Saved entries |
★ ★ ★ ★ ★ ★ ★

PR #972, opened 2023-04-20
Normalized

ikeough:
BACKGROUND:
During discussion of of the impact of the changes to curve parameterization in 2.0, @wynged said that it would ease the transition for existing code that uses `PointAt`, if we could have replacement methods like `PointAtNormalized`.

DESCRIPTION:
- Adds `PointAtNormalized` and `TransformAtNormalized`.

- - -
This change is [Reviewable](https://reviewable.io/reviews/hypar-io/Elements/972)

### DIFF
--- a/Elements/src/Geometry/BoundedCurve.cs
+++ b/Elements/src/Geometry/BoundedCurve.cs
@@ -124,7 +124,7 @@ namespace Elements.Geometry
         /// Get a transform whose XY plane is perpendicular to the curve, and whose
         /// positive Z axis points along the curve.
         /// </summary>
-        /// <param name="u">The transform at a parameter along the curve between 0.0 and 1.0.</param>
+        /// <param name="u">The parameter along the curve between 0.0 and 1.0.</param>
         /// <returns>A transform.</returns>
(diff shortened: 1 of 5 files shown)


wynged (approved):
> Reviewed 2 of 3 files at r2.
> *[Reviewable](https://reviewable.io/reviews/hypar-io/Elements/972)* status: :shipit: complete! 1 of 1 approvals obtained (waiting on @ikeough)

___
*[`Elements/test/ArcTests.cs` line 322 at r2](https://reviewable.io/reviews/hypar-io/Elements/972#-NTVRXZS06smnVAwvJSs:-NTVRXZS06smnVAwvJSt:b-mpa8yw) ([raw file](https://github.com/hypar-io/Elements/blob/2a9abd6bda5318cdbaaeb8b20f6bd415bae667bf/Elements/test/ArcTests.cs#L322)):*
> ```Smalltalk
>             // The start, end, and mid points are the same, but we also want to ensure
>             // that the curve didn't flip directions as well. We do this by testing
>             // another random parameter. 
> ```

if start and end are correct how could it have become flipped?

★ ★ ★ ★ ★ ★ ★

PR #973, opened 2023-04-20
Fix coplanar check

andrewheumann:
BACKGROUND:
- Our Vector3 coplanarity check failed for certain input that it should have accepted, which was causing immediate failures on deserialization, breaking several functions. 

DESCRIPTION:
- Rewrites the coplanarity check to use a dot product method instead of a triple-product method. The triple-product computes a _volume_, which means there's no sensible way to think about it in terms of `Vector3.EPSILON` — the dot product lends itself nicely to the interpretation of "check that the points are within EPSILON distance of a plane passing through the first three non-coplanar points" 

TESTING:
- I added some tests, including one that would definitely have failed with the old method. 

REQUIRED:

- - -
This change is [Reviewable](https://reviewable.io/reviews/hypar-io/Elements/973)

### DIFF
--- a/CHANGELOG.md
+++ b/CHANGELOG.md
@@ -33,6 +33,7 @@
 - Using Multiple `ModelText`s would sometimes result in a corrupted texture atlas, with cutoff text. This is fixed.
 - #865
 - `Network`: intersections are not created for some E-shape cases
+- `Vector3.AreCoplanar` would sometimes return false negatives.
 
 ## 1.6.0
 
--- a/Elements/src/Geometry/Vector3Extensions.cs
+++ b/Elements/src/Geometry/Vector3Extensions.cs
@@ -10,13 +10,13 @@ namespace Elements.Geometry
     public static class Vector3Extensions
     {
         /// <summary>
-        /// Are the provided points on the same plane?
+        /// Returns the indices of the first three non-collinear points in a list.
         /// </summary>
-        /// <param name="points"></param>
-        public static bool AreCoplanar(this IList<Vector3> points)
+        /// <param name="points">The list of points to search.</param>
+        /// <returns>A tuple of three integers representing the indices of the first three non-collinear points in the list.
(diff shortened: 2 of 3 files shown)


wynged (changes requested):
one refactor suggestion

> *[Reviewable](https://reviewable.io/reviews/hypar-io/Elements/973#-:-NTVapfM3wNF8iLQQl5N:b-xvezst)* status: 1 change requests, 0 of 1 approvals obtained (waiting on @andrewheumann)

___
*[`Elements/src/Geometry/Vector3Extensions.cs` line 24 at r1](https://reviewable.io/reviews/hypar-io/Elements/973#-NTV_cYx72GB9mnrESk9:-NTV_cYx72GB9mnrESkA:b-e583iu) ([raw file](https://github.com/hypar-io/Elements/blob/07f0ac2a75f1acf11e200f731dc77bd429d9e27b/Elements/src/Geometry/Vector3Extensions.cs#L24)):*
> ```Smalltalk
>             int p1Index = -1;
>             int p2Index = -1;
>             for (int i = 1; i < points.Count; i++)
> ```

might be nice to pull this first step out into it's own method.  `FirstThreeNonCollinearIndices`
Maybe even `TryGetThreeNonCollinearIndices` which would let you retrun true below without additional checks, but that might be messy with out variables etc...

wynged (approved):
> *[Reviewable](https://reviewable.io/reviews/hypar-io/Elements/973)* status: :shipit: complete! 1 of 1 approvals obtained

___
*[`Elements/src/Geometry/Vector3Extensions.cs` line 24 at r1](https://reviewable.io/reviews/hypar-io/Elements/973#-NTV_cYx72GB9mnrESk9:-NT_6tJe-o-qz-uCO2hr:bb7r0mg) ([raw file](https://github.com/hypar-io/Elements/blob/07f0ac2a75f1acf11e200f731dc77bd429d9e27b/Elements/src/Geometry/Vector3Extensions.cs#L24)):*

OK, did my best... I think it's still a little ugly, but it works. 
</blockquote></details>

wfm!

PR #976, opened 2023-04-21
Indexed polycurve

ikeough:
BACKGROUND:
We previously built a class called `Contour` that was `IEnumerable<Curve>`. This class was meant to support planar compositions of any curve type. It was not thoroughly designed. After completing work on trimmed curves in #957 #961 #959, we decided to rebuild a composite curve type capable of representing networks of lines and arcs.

★ ★ ★ ★ ★ ★ ★

WHAT YOU WILL DO |
Copy, exactly and only, the lines above that begin with the one containing "return false negatives." and finish with the one containing "points in a list.".

YOUR SOLUTION |
+- `Vector3.AreCoplanar` would sometimes return false negatives.
 
 ## 1.6.0
 
--- a/Elements/src/Geometry/Vector3Extensions.cs
+++ b/Elements/src/Geometry/Vector3Extensions.cs
@@ -10,13 +10,13 @@ namespace Elements.Geometry
     public static class Vector3Extensions
     {
         /// <summary>
-        /// Are the provided points on the same plane?
+        /// Returns the indices of the first three non-collinear points in a list.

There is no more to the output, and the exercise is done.